Charles Guan offered some very illuminating advice:
Looking at your scope picture, the time between step pulses appears to be around 20-30us. This would imply a step frequency of 33,000 Hz, which is far too fast - think about it, at 33,000 hz stepping with a 200-step-per-rev motor, it implies the motor is rotating 10,000 rpm. Our generic iron core stepper motors cannot do this.

Notice the triangular waveform of your step which is on the order or 4-5us long. This is the stepper driver trying to ramp the output voltage up but getting cut off because you end your pulses so soon. I'd recommend increasing your 'pwm counter' to, like 10000 or 20000 and trying again.
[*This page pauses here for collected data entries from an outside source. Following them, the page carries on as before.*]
Issue #2622, opened 2026-06-16
perf(explore): L9 rescope — usable-speed optimal-parse tier (prefilter the DP walk + split L9-fast / L10-best)


kim-em:
**Status: exploration — may be rejected after measurement.** Not committed work; do not claim until triaged.

## Context
Native L9 is the optimal-parse cost-model DP. It has the best ratio in the field — dickens 0.364 (libdeflate 0.374, zig 0.376), nci 0.0855 (beats everyone) — but runs at ~1 MB/s, 30–70× slower than the fast pack's L9. On the speed×ratio Pareto it is a stranded bottom-left point. No competitor reaches that ratio at *any* speed (they bottom out near ratio 0.315), so making it usable would be a unique, defensible position rather than a nudge to the Pareto-dominated mid-range.

The DP's match collector `chainWalkAll` (`Zip/Native/DeflateParse.lean:73`) walks up to `optChainDepth = 256` candidates at every position, calling `lz77Greedy.countMatch` on every one (no prefilter), collecting up to `optCacheSlots = 8` increasing-length matches per position. It never received the discriminating-byte prefilter that landed on the L1–L8 walk (`chainWalkPacked`, PR #2618); the post-4-byte-hash dashboard shows L9 essentially unchanged (×1.03).

## Part A — speed the optimal parse at the same ratio (frontier push, byte-identical)
Port the prefilter to `chainWalkAll`: before `countMatch` on a candidate, check the byte at the current best length; if it differs, the candidate cannot extend the best match, so skip it. The collected match set is unchanged (byte-identical output), proven by the same equality-transfer pattern as `chainWalkPacked_eq`/`countMatch_le_of_byte_ne`. L9 walks 2× deeper than L6 (256 vs 128) with no prefilter today, so the doomed-candidate fraction — and the win — should exceed the 1.2–1.4× seen at L1–L8.

## Part B — split the tier (Pareto retune)
Sweep `optChainDepth` / `optCacheSlots` / rounds / `optNiceLen` on a speed×ratio Pareto. Hypothesis: most of the optimal-parse ratio gain comes from the first slice of depth/rounds with diminishing returns, so a retuned config keeps ~95% of the ratio at several× the speed. Promote that config to the default **L9-fast** (~8–15 MB/s target); preserve the current full-DP config as **L10 / `--best`** — the documented max-ratio ceiling, with the L9 ratio canary frozen onto it. Each level keeps a monotonic speed/ratio meaning.

## Payoff
[...]

Issue #2580, opened 2026-06-13
feat: proven-bounds in Zip/Native/DeflateParse.lean (16 ]! → ]'h; self-contained, no spec churn)


kim-em:
## Current state

`Zip/Native/DeflateParse.lean` (the near-optimal LZ-parse support: the
per-position match-candidate cache and bit-cost DP consumed by
`lz77Optimal`) still contains **16 `]!` runtime-bounds-checked array
accesses**. Each `]!` compiles to a runtime length check with a `panic`
branch on out-of-bounds; the proven-bounds campaign (recent landings:
PR #2548, #2551, #2553) is converting these hot-loop accesses to
proven-bounds `]'h` form across the native implementation.

The 16 accesses are at (as of this writing) lines 85, 88, 201, 220, 273,
291, 294, 295, 318, 334, 337, 340, 408, 409, 429, 430 — `prev[cand]!`,
`codeLens[...]!`, `extra[i]!`, `lens[b]!`, `lenCost[b]!`,
`distCost[dist]!`, `cost[i+b]!`, `cacheLens[...]!`, `cacheDists[...]!`,
`litCost[...]!`, `data[pos]!`, `chLen[pos]!`, `chDist[pos]!`.

**This file is self-contained for proof purposes.** Its module docstring
states explicitly: *"Everything in this file is heuristic: the candidate
cache and the cost tables never enter any correctness proof … the proofs
are completely independent of what this file computes, so it can be tuned
freely."* Validity of the emitted token stream is re-established
downstream by `lz77Greedy.countMatch` + explicit guards. Therefore this
conversion touches **only `DeflateParse.lean`** — no `Zip/Spec/` file
changes, no proof churn.

## Deliverables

So I went back and changed the PWM and step duration variables from Neil's examples. I changed the PWM_count variable from 100 to 10000 as per Charles' suggestion. When I checked on the scope, I was getting wave forms and no longer truncated triangles (although I realize now perhaps I was misusing the scope...I'm still pretty new to this). And anyway, the motor wasn't even twitching anymore.
Project 01b
So I kept trying...I resolved an issue with the power source being unstable, and there seemed to be somewhat of an improvement. When I loaded Neil's hello code, I then got readings like shown below @ 10ms (square waves, but with PWM cycles visible). The 4 pins were all 90 degrees out of phase like they should be. However, the motor still only twitched.
Project 01b
Then as a test, I wrote my own simple stepper function in Arduino IDE, which also provided square waves at 90 degree offsets (image above, also at a 10ms scale). Of course, it lacked the PWM cycles visible in the above image. Should this still be able to drive a stepper? The IN1 and IN2 of the A4952s read a similar PWM pattern as per what should be expected according to the data sheet. At any rate, it still just made the motor twitch. Though according to the resistance measurements, black/green and red/blue should indeed be paired, I continued to try all possible combinations with no luck. I tried checking all the motor lead connections, and tried with others of the same model (Jameco 2120479) with the same results.
Project 01b
After more intensive debugging, I was still preplexed. All of the waveforms of the pins were behaving as the should, all the connections seemed solid. I did notice that the signal coming out of the H-Bridges was a little bit unreliable. It would be correct most of the time, but occasionally would cut out. So I decided to try to remove the H-Bridges with a heat gun.
Project 01b
I assumed that if I just held on to the H-Bridge with tweezers and heated up that component, the rest of the chip would fall, leaving only the H-Bridge. Here's a tip: don't try this method. The chip fell just a couple millimeters, but that was enough to shake everything off of the board. That was the nail in the coffin of my bipolar driver.
Project 01b
I still don't know what the issue was, but can only assume it was that the H-Bridges burned out. All it took was trying a different board and the motor worked, no problem! I next tried a unipolar driver, which had a whole other set of problems. I was frustrated and annoyed and decided to go with an Easy Driver instead.
Project 01b
This is what cheating looks like. I know, I know. I have my excuses though; the Easy Driver board is only marginally more expensive than the cost of building a stepper driver, with lots of added features. It's also more reliable, at least in my experience. I'm using the Arduino Uno in this case just for compatability. I do fully intend to go back and build all of these parts myself, but it the short time span it just made sense to push forward like this. I'd like to get my wall plotter up and running as soon as possible...
Here's a video showing the working interface from Grasshopper + Firefly to the stepper motor. It's parsing a parabolic graph in real time to control the speed and acceleration of the stepper motor. After a week of frustration, this was a quite a relief.